But what is beyond doubt is that in Waterloo, after 18 months of operation of the wind farm, residents are voting with their feet at great personal financial and emotional cost. Domestic and farm animals are reportedly showing signs of distress and the discovery this week of a dead wedge-tailed eagle at the base of the northern wind turbine tower may confirm the worst for environmentalists.
Experts say the eagle, a sub-adult with a broken wing and crushed skull, appears to have died quickly. Many locals say the impact of wind turbines on immediate residents is more drawn out.
Roger Kruse is a descendant of one of Waterloo's original settler families. In March last year he went to a liquidation auction to buy a $180 lawnmower in neighbouring Saddleworth, but ended up buying the property for $233,000 as a bolthole to escape the noise in Waterloo.
Kruse says he gets ear popping and head squeezing from the wind turbines and finds it difficult to sleep. "The wind turbines are the only thing we talk about around here any more," he says. "There is nothing else to say, you just can't escape unless you go away."
Kruse says he is forced to use the Saddleworth property often enough to make the purchase worthwhile.
Other residents, such as the Marciniak siblings, Andreas, Wanda and Johannes -- who each moved to Waterloo to retire and live debt free -- are not so wealthy, or lucky. Andreas and Johannes claim the wind turbines have worsened existing medical conditions and they have fled to live in caravans away from town.
"When the company first said it was going to put them in I was all for it," Andreas says. "I have got solar panels, hot water, it is a very green house. We thought they (wind turbines) were good for everybody."
He spoke out publicly in support of the Waterloo project but says "once there is a problem no one has come to speak to any of us. I have written letters till they come out of my ears and all I get back is the reply they are following the guidelines set by the EPA (Environment Protection Authority).
"Something is happening here. It's not the noise, it is something else penetrating my house. I am waking up saturated, scared, my heart is pounding."
His sister Wanda says she is watching her health, relationship and life collapse and just wants wind energy company TRUenergy to move her transportable home somewhere else. "People say these people (complainers) have found out the farmers are getting money and now they want some," Wanda says. "This is disgusting. We didn't even know these things, that farmers were getting money. I don't want money, I want to get relocated."
Neil Daws, 51, lives directly opposite Andreas behind a big, black sign that reads: "Warning, while you are near wind turbines you may experience: Short term exposure -- headache, nausea, vertigo; Long term exposure -- sleep depravation, feeling sea sick, increased blood preasure (sic)."
But this week, Daws was more concerned about his chickens which, after years of faithful service, had started to lay yolkless eggs. The chooks are now off the lay completely.
Daws has kept examples of the yolkless eggs to demonstrate. He cracked open two for the cameras and, sure enough, out flowed white with no yolk.
Ironically, yolkless eggs are known as "wind eggs" and there are a number of plausible explanations.

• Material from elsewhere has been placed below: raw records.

PR #8680, opened 2026-07-23
Ensure explicitly set sizing options are respected

philippjfr:
During the last bokeh layout changes we added `sizing_mode` inference from a layout component's children. This achieved backward compatibility but meant that explicitly set sizing options were not always respected. This addresses this problem by tracking which options were set explicitly.


philippjfr:
UI test failures unrelated.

According to Broad Leys Publishing, which specialises in books for poultry keepers and organic gardeners, "wind eggs" are fairly common when a pullet is first coming into lay.
"Wind eggs can also occur in older hens if they are subject to sudden shock," the Broad Leys website says. Daws's chickens do not have youth on their side.
Andreas claims his chickens, too, had produced yolkless eggs in Waterloo but returned to normal laying habits when removed from the influence of the turbines.
Yolkless chickens aren't the only animal concern in Waterloo. One long-term sheep farmer reports a three-fold spike in birth defects since the turbines started operating. This year, lambs have been born with no ears, three legs and hoofs turned backwards.
But the farmer, who does not want to be identified, says he's not ready to blame the windmills.
"If it continues we will have to call out the experts," he says.
"It could be genetics from inbreeding or chemical residues or something else."
But add them all together -- the eagle death, the bad eggs, the deformed lambs, the headaches, the forgetfulness, the family feuds -- and it is difficult to envisage a more apprehensive or dysfunctional town.
Whatever is causing the symptoms, the suffering in Waterloo is acute and a stark example of the community challenges faced in the push into wind energy that still enjoys a great deal of support from the South Australian government.
It highlights questions about the rights of neighbours and the need to properly understand health concerns that are now being raised across the world.
TRUenergy, which purchased the Waterloo wind farm from Roaring 40s last year and has plans to expand, says it is doing its best to be a good community citizen. According to TRUenergy's Waterloo community liaison officer, Michael Head, and the company's Melbourne-based head of corporate relations, Sarah Stent, community relations are progressing well. The company says there are many local residents who are happy but not willing to speak publicly.
There is a community liaison group but only three of the group's more than 25 members live near the wind turbines.
Head's office is in the foothills below the range on which the wind turbines are perched. He does not live in Waterloo and is prepared to accept assurances from outside the town that local community divisions are long-standing.
Head says the company has worked hard to fix issues of poor television reception and denies there are widespread complaints from the local community.
The company rejects the findings of a recent survey that says more than half of local resident respondents reported having been very or moderately negatively affected by the wind turbines.
For Kruse, the Marciniaks and other local families, the explanation is obvious. All say that when they ring TRUenergy to complain using their land or mobile lines the calls go to message bank and are never returned. When they use an unfamiliar line to call, the telephone is picked up.
They say it exemplifies the pattern of screening in which they believe the company favours advice from people who tell it what it wants to hear, something the company denies.
This includes the use of postcode surveys in which "locals" may live more than 20km away and never see a wind turbine.
From Melbourne or Adelaide it is seen as good enough. "It is not our view that the majority of the population is opposed to the wind farm nor dissatisfied with our approach to community engagement," says Stent. "Community engagement for us is not a battle 'to be won' ".
The company's December community newsletter says "Talking with the community is very important to us as it helps us gain an understanding of your opinions and concerns."  Stent says that the company will "continue to engage with the community both in Waterloo and the wider mid north so that residents can form their opinion on wind energy based on relevant, factual information".

Thursday, April 5, 2012

Eagles at Lake Maxinkuckee 2012

Special thanks to A.H. Johnston & G. Shaffer

Sunday, April 1, 2012

Wind Turbines Threaten Eagles: How Environmentally Responsible Is That?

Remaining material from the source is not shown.